• [Data under study]
..............................
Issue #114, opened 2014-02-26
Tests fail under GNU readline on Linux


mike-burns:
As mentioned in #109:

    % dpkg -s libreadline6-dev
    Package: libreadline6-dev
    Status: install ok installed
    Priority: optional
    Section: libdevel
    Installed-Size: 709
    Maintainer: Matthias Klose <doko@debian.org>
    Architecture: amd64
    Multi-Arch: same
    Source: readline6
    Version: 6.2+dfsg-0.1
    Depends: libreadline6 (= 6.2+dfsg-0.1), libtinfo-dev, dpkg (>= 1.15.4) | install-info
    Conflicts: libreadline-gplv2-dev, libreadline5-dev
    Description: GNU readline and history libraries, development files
..............................
All lines from the one containing "Conflicts: libreadline-gplv2-dev, libreadline5-dev" through the end of the data, and no others, are to be given again word for word.

• [Exercise response]
    Conflicts: libreadline-gplv2-dev, libreadline5-dev
    Description: GNU readline and history libraries, development files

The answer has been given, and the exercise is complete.